▶ _TASK DIRECTIONS_
Provide only the number of lines in the following data that contain "links".

Stored data entries:

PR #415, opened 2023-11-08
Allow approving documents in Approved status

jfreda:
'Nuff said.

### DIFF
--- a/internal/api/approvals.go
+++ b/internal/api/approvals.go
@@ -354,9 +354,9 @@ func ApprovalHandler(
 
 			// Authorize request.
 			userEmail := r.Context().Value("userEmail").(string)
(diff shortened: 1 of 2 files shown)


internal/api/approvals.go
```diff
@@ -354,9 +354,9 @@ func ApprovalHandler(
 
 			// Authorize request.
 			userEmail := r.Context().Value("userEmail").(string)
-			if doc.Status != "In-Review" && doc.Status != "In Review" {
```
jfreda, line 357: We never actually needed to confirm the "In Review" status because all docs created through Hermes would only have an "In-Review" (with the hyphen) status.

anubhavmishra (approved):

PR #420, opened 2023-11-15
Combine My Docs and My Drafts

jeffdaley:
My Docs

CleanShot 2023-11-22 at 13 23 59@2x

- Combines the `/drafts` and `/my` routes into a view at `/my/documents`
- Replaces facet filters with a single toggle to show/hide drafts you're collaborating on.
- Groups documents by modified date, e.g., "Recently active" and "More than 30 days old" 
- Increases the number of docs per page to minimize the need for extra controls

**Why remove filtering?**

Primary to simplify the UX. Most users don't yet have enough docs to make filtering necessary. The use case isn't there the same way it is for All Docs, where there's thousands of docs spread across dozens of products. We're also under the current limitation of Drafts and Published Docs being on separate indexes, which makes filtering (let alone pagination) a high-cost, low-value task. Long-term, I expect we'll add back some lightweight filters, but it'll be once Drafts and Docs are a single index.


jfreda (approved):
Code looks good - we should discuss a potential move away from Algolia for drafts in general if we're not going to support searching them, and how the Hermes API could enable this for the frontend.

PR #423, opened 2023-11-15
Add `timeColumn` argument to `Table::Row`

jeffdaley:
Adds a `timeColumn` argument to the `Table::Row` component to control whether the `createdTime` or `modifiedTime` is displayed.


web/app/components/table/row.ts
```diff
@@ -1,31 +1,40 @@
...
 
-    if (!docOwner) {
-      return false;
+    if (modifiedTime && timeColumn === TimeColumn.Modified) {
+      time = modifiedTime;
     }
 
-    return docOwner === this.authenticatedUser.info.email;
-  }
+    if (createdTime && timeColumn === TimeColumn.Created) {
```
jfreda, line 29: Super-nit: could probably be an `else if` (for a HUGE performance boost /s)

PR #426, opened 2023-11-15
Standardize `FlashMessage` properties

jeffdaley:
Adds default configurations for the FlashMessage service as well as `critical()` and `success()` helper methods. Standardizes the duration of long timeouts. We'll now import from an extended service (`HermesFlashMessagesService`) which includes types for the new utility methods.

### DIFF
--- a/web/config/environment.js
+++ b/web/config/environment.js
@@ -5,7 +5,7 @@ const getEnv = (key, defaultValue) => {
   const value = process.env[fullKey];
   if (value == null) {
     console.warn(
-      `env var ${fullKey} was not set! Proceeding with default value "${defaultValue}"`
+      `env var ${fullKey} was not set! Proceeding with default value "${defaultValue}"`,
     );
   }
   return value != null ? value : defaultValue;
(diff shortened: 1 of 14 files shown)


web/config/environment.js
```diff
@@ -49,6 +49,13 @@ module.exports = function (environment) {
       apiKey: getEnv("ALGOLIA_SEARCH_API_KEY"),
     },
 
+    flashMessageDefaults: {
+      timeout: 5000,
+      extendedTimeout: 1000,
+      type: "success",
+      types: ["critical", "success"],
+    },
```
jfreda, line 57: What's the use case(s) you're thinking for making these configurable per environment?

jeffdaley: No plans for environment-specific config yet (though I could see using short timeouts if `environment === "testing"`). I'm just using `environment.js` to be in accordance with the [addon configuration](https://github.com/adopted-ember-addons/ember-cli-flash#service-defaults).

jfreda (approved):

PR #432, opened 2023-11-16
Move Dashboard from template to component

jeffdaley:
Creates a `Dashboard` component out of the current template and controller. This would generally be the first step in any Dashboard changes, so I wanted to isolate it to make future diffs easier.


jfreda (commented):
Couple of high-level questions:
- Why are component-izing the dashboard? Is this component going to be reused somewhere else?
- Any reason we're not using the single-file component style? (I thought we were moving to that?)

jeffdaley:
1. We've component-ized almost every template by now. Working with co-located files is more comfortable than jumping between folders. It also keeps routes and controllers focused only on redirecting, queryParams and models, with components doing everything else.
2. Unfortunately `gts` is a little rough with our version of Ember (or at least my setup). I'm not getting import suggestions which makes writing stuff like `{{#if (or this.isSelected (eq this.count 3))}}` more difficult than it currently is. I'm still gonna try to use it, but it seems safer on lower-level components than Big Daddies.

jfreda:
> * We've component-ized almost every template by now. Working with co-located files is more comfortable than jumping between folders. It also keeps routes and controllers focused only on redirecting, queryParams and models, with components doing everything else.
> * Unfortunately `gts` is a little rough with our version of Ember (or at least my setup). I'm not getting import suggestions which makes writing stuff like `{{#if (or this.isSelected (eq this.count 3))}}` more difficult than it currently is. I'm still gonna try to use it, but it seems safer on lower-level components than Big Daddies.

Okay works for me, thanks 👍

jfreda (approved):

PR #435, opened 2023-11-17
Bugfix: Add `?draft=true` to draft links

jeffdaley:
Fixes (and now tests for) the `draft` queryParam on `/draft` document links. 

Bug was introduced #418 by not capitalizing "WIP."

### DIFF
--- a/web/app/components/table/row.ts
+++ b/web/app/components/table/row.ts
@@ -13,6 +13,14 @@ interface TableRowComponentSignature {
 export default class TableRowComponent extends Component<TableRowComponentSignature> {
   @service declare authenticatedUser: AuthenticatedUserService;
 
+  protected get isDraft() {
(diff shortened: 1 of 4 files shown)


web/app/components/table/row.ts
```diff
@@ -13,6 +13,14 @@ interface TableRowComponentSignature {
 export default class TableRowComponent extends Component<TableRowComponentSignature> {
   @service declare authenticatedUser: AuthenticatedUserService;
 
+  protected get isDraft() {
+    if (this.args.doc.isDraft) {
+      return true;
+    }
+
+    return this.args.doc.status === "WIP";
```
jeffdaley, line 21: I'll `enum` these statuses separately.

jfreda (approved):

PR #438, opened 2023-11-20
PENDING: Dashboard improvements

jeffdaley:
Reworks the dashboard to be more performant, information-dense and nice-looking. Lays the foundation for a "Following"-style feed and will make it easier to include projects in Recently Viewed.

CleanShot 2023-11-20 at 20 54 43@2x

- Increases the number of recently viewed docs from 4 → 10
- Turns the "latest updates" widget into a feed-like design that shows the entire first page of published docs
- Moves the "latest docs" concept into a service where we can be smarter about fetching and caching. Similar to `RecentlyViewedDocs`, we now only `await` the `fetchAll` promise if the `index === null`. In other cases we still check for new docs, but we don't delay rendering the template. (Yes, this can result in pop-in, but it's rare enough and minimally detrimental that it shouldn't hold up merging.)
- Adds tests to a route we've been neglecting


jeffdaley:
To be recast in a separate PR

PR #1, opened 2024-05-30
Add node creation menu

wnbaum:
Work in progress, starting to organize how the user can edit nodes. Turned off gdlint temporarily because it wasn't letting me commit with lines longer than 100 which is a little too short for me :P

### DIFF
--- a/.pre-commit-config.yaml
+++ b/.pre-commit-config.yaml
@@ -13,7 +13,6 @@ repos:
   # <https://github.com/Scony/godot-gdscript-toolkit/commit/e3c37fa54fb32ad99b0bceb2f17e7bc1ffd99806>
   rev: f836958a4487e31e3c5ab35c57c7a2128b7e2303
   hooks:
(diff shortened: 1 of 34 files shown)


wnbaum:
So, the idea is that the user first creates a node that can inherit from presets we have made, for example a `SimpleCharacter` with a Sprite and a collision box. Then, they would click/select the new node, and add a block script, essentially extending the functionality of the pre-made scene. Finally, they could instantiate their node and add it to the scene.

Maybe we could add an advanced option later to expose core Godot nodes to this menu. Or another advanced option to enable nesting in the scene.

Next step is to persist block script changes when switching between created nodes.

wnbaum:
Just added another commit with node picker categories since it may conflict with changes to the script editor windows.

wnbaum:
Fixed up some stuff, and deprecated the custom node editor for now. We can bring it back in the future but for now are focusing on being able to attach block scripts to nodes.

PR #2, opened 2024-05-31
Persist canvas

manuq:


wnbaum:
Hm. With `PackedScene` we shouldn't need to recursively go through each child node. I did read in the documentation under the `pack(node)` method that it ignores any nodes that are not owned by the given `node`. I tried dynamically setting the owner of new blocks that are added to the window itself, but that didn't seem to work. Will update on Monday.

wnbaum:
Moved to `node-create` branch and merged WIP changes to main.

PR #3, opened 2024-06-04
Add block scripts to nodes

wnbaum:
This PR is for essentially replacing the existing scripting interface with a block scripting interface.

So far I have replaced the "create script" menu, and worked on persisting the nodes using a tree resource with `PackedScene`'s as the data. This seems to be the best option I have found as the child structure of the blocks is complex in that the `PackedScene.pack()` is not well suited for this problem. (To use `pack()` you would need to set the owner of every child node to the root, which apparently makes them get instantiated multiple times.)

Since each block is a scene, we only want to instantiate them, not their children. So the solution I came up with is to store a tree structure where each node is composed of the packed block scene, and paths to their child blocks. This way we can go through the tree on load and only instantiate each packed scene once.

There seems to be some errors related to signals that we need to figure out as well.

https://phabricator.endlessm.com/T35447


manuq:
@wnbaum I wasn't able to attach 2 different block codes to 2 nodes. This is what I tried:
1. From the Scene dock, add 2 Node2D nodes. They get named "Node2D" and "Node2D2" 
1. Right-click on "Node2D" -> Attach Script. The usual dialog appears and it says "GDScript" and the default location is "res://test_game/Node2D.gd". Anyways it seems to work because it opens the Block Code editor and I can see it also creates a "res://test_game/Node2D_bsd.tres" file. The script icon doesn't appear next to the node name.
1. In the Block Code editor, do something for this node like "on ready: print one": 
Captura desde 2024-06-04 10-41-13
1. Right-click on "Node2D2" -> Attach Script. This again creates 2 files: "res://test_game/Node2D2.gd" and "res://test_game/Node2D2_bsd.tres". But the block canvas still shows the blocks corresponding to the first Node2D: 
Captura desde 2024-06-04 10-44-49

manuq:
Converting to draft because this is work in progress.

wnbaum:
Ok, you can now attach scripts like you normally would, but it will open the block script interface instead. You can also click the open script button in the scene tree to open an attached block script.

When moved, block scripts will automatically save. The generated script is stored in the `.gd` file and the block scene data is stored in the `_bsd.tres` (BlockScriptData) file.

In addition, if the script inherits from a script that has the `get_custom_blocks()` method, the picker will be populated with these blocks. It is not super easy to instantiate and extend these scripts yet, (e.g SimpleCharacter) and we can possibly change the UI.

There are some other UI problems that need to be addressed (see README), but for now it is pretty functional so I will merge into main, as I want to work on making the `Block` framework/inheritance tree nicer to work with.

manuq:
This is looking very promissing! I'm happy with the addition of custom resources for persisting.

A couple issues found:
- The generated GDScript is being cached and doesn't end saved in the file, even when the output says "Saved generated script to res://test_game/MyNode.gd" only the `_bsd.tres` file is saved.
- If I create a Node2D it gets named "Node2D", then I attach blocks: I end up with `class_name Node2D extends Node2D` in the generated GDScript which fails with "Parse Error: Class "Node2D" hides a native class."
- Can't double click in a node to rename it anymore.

▶ _SOLVED EXERCISE_
2